In Response To: Lie-Nielsen Chisels *LINK* (Matt in Iowa) 

I just got off the phone with Tom L-N and he confirms that the first chisels are shipping today. I'll be seeing the production models tomorrow in Saratoga. 

Hope to see some of you there. 

Ellis


----------



## docusk (18 Dec 2007)

I just want to stick my four pennorth in. I used to worry about chisels because my skill at the sharpening stone was extremely suspect. Now I have a Tormek sharpening kit and my chisels are always sharper that sharp, better that I've ever had them - even when they were new maybe.
BTW, I have no connection with Tormek apart from thinking it's a bit costly.

docusk


----------



## Ryan Cathey (18 Dec 2007)

waterhead37":2tzfm7my said:


> Saw this:-
> 
> I'll be seeing the production models tomorrow in Saratoga.
> 
> ...



Hey, you Brits remeber that time we beat you guys at Saratoga? Sorry, I love history and just couldn't help it :lol:


----------



## David C (18 Dec 2007)

Alf's link not working for me.

What chisels please?

Fishtail?

David


----------



## gidon (18 Dec 2007)

This was posted in 2004! This was their first bench chisels I guess.
Cheers
Gidon


----------



## Paul Kierstead (18 Dec 2007)

Yeah, I was all like "what mythical chisels??? they coming out with another set?" and reaching for my wallet when I noticed the date..


----------



## AHoman (19 Dec 2007)

Ryan Cathey":2yvtjdjh said:


> Hey, you Brits remeber that time we beat you guys at Saratoga? Sorry, I love history and just couldn't help it :lol:



Hush, Ryan, when we remind them about that, they get picky about our spelling! 
-Andy


----------



## Tom K (19 Dec 2007)

Shucks yeah it seems like only 230 yrs ago! :roll: not much further back than this thread really. :wink: 

Regards Tom


----------



## bugbear (19 Dec 2007)

gidon":1t40xmqh said:


> This was posted in 2004! This was their first bench chisels I guess.
> Cheers
> Gidon




Sigh.
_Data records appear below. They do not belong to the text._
PR #137, opened 2020-04-18
Cv ur

tybug:
makes `result.ur` cvur. Still stores ucv ur as a separate object


circleguard/result.py
```diff
@@ -106,14 +107,16 @@ class RelaxResult(InvestigationResult):
     replay: :class:`~circleguard.loadable.Replay`
         The replay investigated.
     ur: int
-        The unstable rate of the replay. More information on UR available at
-        https://osu.ppy.sh/help/wiki/Accuracy#accuracy
+        The (unconverted) unstable rate of the replay. More information on UR
+        available athttps://osu.ppy.sh/help/wiki/Accuracy#accuracy
```
InvisibleSymbol, line 111:
```suggestion
        available at https://osu.ppy.sh/help/wiki/Accuracy#accuracy
```

circleguard/utils.py
```diff
@@ -110,3 +110,24 @@ def span_to_list(span):
         else:
             ret.add(int(s))
     return ret
+
+def ur_to_cv_ur(ur, mods):
```
InvisibleSymbol, line 114: how about `convert_ur()` ?

circleguard/result.py
```diff
@@ -106,14 +107,16 @@ class RelaxResult(InvestigationResult):
...
     ischeat: bool
         Whether the replay is cheated or not.
     """
     def __init__(self, replay: Replay, ur: int, ischeat: bool):
         super().__init__(replay, ischeat, ResultType.RELAX)
-        self.ur = ur
+        self.ur = ur_to_cv_ur(ur, replay.mods)
```
InvisibleSymbol, line 117: imo `self.ur` should be what osu! returns, which is unconverted.

tybug: I had that originally and then switched it, reasoning being we're comparing against cv ur to determine `ischeat`, so we should return cv ur as `ur` and keep ucv ur as the odd one out. 

It would be confusing to have `result.ur` return something higher than your threshold, and `result.ischeat` return `True`.

circleguard/utils.py
tybug: that implies both directions, but that's actually good, I'll add an extra `to` argument which is either `"cv"` or `"ucv"` and make it `convert_ur`

circleguard/result.py
InvisibleSymbol: ok makes sense. how about renaming `ucv_ur` to either `raw_ur` or `uncv_ur`?

tybug: There doesn't seem to be a standard naming convention for unconverted ur (which means we get to make it up ourselves!) - I like `ucv_ur`, `raw` doesn't fit with the existing scheme (`cvUR`) and prepending `un` instead of `u` feels too vernose

circleguard/utils.py
InvisibleSymbol: I feel like a string as an argument seems overly complex. I would actually prefer the current way over that´.

tybug: unless we want to create a `ur` object (not necessarily a terrible idea, but an over engineered solution atm) or have a `ConversionMode` enum, a string argument is the best solution to providing both directions

InvisibleSymbol: ye but I mean `ur_to_cv_ur` and `cv_ur_to_ur` would be simpler than a string argument imo.

tybug: the code duplication there is so nasty :/ disagree

circleguard/utils.py
```diff
@@ -110,3 +110,27 @@ def span_to_list(span):
         else:
             ret.add(int(s))
     return ret
+
+def convert_ur(ur, mods, *, to):
```
InvisibleSymbol, line 114: missing doc for `to`. also `to` should have a default assigned imo

circleguard/utils.py
```diff
@@ -110,3 +110,27 @@ def span_to_list(span):
...
+    if to not in ["cv", "ucv"]:
+        raise ValueError(f"Expected one of cv, ucv. Got {to}")
+    conversion_factor = 1
+
+    if Mod.DT in mods:
+        conversion_factor = (1 / 1.5) if to == "cv" else 1.5
+    elif Mod.HT in mods:
+        conversion_factor = (1 / 0.75) if to == "cv" else 0.75
+
+    return ur * conversion_factor
```
InvisibleSymbol, line 136:
```suggestion
    if Mod.DT in mods:
        conversion_factor = 1.5
    elif Mod.HT in mods:
        conversion_factor = 0.75
    if to == "ucv":
        return ur * conversion_factor
    return ur / conversion_factor

```
This is way cleaner imo

tybug: you got them backwards, but agree

circleguard/utils.py
tybug: disagree on the default, `convert_ur` is already a direction-neutral statement, having a call of `convert_ur(10)` without the `to` argument is hard to understand

InvisibleSymbol: ok makes sense, but why is it a forced keyword only argument then? `convert_ur(10, mods, "cv")` looks fine to me

tybug: ambiguous between `to` or `from` (am I starting as cv or ending as cv?)

circleguard/result.py
```diff
@@ -1,5 +1,6 @@
 from circleguard.loadable import Replay
-from circleguard.enums import ResultType
+from circleguard.enums import ResultType, Mod
```
InvisibleSymbol, line 2: Why is `Mod` being imported? Doesn't look like it's being used in any changes you made

tybug: I..don't know how that got here

tybug: oh I do actually, I originally wrote the conversion in the result class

When this thread (re)appeared, I though Alf was back.

BugBear


----------



## Jake (19 Dec 2007)

I don't get the sense that Alf will be coming back here from the other forum in a hurry, BB.


----------



## Streepips (19 Dec 2007)

I think most people would be happy using any old chisel as long as its the right size and its sharp. Thats not to say that a wonderfully made tool is not desirable for the epitome value but sometimes its just not practical..
I mean, if you are a carpenter or joiner and the most you use your chisels for is cutting out hinges and locks when hanging doors, it would be a sin to use a state of the art chisel, when a stanley or marples would do the job perfectly well.
Same goes for sharpening, the variety of methods, tools jigs and materials is huge and it becomes difficult to be objective about what methods and materials to buy and even how to use them. I have a Scheppach tiger 2500, some diamond plates, different grades of oil stones and water stones, and of course glass sheet contact adhesive and emery paper...... but one of the most pleasing sharpening ups I ever did was when stuck on a job site and needing a chisel only to realise I had left my chisels in the workshop. One dull 3/4" chisel in the bottom of a toolbox....
I stoned it on the clients doorstep, ( stone not concrete!) and was quite surprised at how good an edge was got. Desperate measures yes, but certainly put things into perspective re: what you *think you need* and what you actually need...............So why have I got the Scheppach Tiger? and the other stuff? Well the customer wouldn`t let me take his doorstep..........and the stones are passed down through my family, some from uncles, grandfathers, etc....Not a clue what they all are but they do the job..

Oh by the way, Ryan.
When referring to the British surrender at Saratoga in October 1777 be sure to remember simultaneous events, such as the defeat of Washngton at Brandywine, the very same Washington who was allowed to go free after the battle of Brooklyn which he also lost.
Also when you say "we" I assume you refer to America, plus France, plus Spain, and Prussia, your allies, and your other allies at sea, Sweden, Russia, and Denmark that hindered the British navy, thus preventing their munitions and reinforcements. 
and after that we whupped Washington again, this time in his home town.....
I like my history too.


----------



## Smudger (19 Dec 2007)

Jake":1g1e7pdz said:


> I don't get the sense that Alf will be coming back here from the other forum in a hurry, BB.




Pity.


----------



## Ryan Cathey (20 Dec 2007)

Streepips":330kpu9e said:


> Oh by the way, Ryan.
> When referring to the British surrender at Saratoga in October 1777 be sure to remember simultaneous events, such as the defeat of Washngton at Brandywine, the very same Washington who was allowed to go free after the battle of Brooklyn which he also lost.
> Also when you say "we" I assume you refer to America, plus France, plus Spain, and Prussia, your allies, and your other allies at sea, Sweden, Russia, and Denmark that hindered the British navy, thus preventing their munitions and reinforcements.
> and after that we whupped Washington again, this time in his home town.....
> I like my history too.



Jeeze, just a joke. Didn't figure you guys would be so touchy over it still :roll:


----------



## Smudger (20 Dec 2007)

I thought he got you pretty good...


----------



## Streepips (20 Dec 2007)

Just honing a point Ryan,


----------



## pam niedermayer (20 Dec 2007)

Hey, hey, we all know that we were the under funded guerillas and you were the big guy with all the troops, arms, and money. All we had to do was hang around long enough for you to decide you didn't want to fight anymore, make it too expensive for you to want to pursue it. That last touch with Cornwall in Yorktown was pretty neat, but you had the means to keep fighting if you'd been willing.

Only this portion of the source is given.